Essa seletividade não é nova. Antes mesmo dessa recomposição, a Folha tratava como consenso econômico aquilo que é, na verdade, disputa política. O jornal abria microfone para um único tipo de economista. Tudo orbitava o receituário liberal, como se o país coubesse inteiro nas planilhas de meia dúzia de vozes repetidas. Foi assim quando Armínio Fraga ganhou espaço generoso para defender o congelamento do salário mínimo por seis anos. Seis anos. Uma proposta que empurra a conta sempre para o pobre.
Naquele 15 de abril, escrevi na Rede Estação Democracia o artigo “Por que só o pobre tem que pagar a conta, Sr. Fraga?”. A Folha de São Paulo, porém, não demonstrou interesse em ouvir a crítica, nem em trazer para sua própria cobertura qualquer economista que desafiasse aquele dogma. Preferiu aplaudir. Preferiu tratar austeridade como ciência, não como escolha. Quando um jornal esquece o contraditório, o debate público desidrata.
A nova composição do conselho editorial tende a aprofundar essa miopia. Uma mesa dominada por representantes do sistema financeiro, da saúde privada, de think tanks liberais e de colunistas que compartilham a mesma moldura ideológica dificilmente produzirá oxigênio. Ela reforça um tom de voz único. Privatização vira modernidade. Reforma administrativa vira obrigação moral. Austeridade se traveste de responsabilidade.
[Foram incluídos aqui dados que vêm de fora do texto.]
PR #5901, opened 2025-03-06
cli `op diff`: show changes to working copy positions

ilyagr:
# Checklist

If applicable:

### DIFF
--- a/cli/src/commands/operation/diff.rs
+++ b/cli/src/commands/operation/diff.rs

Defesa da saúde privada se apresenta como eficiência. Tudo muito elegante. Tudo muito previsível.
A ausência de movimentos sociais, pesquisadores de campo, lideranças populares e economistas que enxergam o país a partir do chão não é acidente. É escolha. E escolhas assim cobram seu preço. Quando só um tipo de país tem assento à mesa, o jornal começa a enxergar apenas uma fração da realidade. A crítica vira eco. A pluralidade, vitrine.
A Folha tem trajetória importante na defesa da democracia. Mas democracia não respira com uma única visão de mundo soprando o ar. Se o jornal deseja honrar seus 105 anos, precisa deslocar o olhar. Precisa abrir a porta para quem vive o Brasil que não aparece nos balanços trimestrais. Não por caridade. Por lucidez. Porque um país desigual não cabe no receituário de poucos, e um jornal que ignora isso deixa de iluminar o futuro e passa a repetir, incansável, o passado.
*Por Alexandre Cruz é jornalista político.